The present invention provides a universal protein over-expression tag including a ramp function as a novel method capable of increasing translation efficiency. When the ramp tag is used to increase translation efficiency, it is not necessary to change original ORF sequence, which is unlike codon optimization, such that there is no change in protein intrinsic activity, and DNA artificial synthesis according to codon substitution is not required, which is also economical in view of cost.
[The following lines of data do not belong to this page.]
PR #1417, opened 2022-04-08
Emit resultBundlePath for macos_test_runner.

sebastianv1:
Supplies a `resultBundlePath` to the macos test runner xcodebuild invocation. This matches the behavior and filename used by the ios test runner.

### DIFF
--- a/apple/testing/default_runner/macos_test_runner.template.sh
+++ b/apple/testing/default_runner/macos_test_runner.template.sh
@@ -140,7 +140,7 @@ fi
 rm -rf "$TEST_UNDECLARED_OUTPUTS_DIR/test.xcresult"
 xcodebuild test-without-building \
     -destination "platform=macOS" \
-    -resultBundlePath "${TEST_UNDECLARED_OUTPUTS_DIR}/test.xcresult" \
+    -resultBundlePath "$TEST_UNDECLARED_OUTPUTS_DIR/test.xcresult" \
     -xctestrun "$XCTESTRUN"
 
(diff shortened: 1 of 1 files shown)


apple/testing/default_runner/macos_test_runner.template.sh
```diff
@@ -137,8 +137,10 @@ fi
 # Run xcodebuild with the xctestrun file just created. If the test failed, this
 # command will return non-zero, which is enough to tell bazel that the test
 # failed.
+mkdir -p "${TEST_UNDECLARED_OUTPUTS_DIR}"
```
keith, line 140:
```suggestion
rm -rf "$TEST_UNDECLARED_OUTPUTS_DIR/test.xcresult"
```

We shouldn't need to make this directory ahead of time, but there is an issue where it isn't cleaned if you have a flaky test that is rerun multiple times, and xcodebuild will fail if the path already exists

apple/testing/default_runner/macos_test_runner.template.sh
```diff
@@ -137,8 +137,10 @@ fi
...
 xcodebuild test-without-building \
     -destination "platform=macOS" \
+    -resultBundlePath "${TEST_UNDECLARED_OUTPUTS_DIR}/test.xcresult" \
```
keith, line 143:
```suggestion
    -resultBundlePath "$TEST_UNDECLARED_OUTPUTS_DIR/test.xcresult" \
```

keith (commented):
2 small comments, looks good!

keith (approved):
thanks!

In addition, the tag is capable of securing functional fusion with other sequences as much as possible, and is capable of guaranteeing grafting supremacy to be grafted with other functional tags. Accordingly, a technology of designing a tag capable of rapidly increasing translation efficiency at low cost has an important economic/industrial effect. In particular, it is expected that this universal expression theory (use only tag) will remarkably increase production yield of foreign protein in animal/plant cell lines that has relatively complicated regulatory mechanisms and thus has some limitations for general use.